**Instructions for the task**:
In the material below, find each line with the string "ibmTooltip" and copy it.

**Supplied data**:

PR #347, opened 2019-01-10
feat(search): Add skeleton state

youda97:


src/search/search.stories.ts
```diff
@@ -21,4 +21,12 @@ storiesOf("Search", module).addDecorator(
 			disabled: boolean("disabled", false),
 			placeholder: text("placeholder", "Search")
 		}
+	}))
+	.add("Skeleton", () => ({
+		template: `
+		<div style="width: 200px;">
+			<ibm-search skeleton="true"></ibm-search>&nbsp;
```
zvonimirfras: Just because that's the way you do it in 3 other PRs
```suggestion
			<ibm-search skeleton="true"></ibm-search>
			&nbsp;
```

==

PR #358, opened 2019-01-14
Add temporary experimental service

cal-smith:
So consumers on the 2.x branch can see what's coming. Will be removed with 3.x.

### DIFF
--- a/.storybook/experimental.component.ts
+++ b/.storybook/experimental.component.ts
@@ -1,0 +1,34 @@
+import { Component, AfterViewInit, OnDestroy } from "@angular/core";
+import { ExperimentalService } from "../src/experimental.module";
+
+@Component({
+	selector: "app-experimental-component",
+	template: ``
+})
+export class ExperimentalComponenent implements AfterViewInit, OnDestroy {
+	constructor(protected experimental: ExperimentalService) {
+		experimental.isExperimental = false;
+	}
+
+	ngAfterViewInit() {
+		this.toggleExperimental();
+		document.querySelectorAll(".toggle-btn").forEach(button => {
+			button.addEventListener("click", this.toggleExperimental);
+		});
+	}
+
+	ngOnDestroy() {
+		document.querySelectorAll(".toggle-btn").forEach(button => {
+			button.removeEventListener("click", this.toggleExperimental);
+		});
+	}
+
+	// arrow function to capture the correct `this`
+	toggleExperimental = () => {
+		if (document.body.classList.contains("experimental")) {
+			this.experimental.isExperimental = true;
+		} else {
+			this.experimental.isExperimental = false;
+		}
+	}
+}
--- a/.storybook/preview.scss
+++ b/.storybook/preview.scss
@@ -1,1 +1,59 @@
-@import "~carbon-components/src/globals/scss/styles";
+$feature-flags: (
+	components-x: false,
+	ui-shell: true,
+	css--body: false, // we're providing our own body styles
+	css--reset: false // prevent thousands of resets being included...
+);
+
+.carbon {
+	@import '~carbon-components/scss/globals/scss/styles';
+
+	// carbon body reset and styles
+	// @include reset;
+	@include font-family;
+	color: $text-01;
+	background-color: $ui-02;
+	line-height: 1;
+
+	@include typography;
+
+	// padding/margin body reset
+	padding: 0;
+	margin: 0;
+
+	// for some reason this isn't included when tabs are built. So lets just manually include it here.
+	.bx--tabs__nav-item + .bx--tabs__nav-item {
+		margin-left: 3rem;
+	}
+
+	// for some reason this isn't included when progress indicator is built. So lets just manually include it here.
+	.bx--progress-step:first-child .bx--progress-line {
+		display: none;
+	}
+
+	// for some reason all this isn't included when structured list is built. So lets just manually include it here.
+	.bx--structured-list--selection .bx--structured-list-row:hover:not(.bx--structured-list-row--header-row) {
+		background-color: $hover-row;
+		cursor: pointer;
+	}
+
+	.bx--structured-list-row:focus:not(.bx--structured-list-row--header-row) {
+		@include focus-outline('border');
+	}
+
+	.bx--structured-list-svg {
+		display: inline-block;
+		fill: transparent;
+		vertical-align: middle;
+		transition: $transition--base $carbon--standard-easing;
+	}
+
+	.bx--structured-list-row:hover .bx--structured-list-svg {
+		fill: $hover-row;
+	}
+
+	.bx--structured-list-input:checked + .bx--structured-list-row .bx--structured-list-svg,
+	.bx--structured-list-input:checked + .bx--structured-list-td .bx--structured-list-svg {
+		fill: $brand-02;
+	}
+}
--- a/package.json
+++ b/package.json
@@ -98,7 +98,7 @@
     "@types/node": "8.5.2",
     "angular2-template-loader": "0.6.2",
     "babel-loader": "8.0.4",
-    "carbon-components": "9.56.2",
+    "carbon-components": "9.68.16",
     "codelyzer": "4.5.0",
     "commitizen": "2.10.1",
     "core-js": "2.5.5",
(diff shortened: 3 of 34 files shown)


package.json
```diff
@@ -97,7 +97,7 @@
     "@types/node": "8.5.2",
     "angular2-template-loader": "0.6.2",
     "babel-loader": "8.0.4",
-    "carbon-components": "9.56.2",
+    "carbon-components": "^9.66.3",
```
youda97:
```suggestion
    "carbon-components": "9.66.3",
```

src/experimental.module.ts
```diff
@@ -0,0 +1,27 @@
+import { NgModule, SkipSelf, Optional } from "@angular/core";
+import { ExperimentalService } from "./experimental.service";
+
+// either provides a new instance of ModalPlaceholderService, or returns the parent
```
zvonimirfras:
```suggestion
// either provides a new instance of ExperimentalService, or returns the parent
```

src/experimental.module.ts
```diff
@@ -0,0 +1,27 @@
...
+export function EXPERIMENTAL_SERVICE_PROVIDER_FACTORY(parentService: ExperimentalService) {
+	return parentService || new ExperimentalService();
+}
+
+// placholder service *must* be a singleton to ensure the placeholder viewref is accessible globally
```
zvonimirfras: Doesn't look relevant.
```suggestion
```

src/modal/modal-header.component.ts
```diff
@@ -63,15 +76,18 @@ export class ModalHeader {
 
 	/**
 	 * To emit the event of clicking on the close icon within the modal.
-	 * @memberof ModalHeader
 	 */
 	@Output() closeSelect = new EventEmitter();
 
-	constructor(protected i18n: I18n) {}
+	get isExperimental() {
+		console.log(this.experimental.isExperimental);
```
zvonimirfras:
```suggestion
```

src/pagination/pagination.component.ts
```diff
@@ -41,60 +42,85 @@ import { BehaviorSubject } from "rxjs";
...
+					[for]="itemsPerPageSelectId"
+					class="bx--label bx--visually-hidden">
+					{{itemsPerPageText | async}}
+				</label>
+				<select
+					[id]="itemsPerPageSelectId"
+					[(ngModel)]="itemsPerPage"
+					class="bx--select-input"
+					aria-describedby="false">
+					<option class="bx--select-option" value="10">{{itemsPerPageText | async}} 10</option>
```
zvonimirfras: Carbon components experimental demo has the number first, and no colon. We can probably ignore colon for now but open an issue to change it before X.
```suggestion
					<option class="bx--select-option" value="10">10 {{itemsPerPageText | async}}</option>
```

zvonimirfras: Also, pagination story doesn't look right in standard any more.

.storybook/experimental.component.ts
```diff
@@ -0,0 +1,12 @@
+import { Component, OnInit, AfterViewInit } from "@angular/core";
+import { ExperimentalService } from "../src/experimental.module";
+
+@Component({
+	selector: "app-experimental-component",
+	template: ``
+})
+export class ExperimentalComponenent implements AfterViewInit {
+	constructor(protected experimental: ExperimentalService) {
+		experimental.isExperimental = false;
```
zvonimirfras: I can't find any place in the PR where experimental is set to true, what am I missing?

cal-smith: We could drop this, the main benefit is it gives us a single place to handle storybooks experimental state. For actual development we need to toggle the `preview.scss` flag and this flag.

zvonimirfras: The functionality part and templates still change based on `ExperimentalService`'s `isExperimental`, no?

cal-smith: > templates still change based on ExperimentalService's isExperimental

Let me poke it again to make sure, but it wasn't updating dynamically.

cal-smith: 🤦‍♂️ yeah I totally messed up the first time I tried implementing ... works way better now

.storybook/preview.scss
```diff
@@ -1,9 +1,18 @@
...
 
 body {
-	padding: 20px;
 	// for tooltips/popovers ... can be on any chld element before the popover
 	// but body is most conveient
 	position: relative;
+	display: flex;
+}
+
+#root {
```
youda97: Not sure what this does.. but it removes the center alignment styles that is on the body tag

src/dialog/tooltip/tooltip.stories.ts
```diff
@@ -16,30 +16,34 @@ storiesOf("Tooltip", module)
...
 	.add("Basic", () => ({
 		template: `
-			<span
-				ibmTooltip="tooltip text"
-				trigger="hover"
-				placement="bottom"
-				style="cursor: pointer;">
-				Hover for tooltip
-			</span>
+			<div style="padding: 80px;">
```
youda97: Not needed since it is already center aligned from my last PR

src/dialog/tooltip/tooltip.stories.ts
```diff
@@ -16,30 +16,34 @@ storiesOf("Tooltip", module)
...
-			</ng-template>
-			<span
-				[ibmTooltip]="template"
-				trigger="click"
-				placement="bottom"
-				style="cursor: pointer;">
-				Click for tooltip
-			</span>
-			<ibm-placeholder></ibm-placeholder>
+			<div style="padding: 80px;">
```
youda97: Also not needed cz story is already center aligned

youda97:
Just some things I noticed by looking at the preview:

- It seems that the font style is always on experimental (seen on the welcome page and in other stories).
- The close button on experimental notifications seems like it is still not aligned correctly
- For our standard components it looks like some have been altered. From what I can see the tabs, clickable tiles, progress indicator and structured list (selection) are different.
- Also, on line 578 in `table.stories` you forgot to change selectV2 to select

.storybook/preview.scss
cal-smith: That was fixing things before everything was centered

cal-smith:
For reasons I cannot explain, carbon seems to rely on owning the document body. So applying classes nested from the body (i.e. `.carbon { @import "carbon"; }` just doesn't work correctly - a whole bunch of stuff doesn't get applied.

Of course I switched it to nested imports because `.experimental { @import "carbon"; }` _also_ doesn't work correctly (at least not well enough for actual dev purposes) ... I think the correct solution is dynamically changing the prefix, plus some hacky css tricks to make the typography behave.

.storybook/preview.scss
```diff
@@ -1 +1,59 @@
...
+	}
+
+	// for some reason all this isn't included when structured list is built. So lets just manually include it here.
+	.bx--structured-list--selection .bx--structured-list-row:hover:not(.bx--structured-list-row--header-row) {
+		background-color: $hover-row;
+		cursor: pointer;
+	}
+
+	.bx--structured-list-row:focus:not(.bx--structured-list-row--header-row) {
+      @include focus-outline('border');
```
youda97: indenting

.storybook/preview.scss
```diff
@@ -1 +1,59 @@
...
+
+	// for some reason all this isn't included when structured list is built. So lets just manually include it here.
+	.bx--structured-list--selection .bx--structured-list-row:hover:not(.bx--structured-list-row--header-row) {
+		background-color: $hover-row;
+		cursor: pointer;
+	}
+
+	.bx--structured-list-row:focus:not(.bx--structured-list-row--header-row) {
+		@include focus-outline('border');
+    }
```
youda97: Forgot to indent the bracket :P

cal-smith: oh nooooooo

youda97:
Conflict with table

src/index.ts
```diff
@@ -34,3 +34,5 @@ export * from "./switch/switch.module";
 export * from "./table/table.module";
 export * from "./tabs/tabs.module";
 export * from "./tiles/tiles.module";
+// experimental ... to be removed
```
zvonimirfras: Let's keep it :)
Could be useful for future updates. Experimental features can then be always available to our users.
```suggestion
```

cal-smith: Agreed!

* * *

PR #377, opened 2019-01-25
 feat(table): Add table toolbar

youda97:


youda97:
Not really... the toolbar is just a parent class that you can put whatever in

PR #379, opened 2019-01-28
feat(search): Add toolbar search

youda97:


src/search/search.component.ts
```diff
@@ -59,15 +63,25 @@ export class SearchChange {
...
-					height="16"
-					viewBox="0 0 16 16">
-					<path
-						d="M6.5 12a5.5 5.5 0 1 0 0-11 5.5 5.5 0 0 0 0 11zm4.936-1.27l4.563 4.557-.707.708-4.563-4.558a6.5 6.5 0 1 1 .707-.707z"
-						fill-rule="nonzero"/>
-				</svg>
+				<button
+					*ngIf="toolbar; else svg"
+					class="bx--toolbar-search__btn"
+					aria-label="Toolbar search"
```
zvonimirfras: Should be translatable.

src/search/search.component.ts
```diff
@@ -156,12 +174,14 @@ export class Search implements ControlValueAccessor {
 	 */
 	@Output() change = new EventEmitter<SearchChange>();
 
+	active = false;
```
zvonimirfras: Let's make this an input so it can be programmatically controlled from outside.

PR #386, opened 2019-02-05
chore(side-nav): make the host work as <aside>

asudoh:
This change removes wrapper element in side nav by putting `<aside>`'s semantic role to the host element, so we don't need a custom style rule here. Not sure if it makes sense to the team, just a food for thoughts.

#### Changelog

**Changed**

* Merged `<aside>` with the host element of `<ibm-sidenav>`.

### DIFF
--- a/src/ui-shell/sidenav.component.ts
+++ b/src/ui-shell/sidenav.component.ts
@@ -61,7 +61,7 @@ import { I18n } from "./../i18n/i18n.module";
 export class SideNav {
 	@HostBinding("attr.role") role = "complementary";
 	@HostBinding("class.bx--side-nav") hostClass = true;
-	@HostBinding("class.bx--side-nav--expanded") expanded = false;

**Result below**:
-				ibmTooltip="tooltip text"
-				[ibmTooltip]="template"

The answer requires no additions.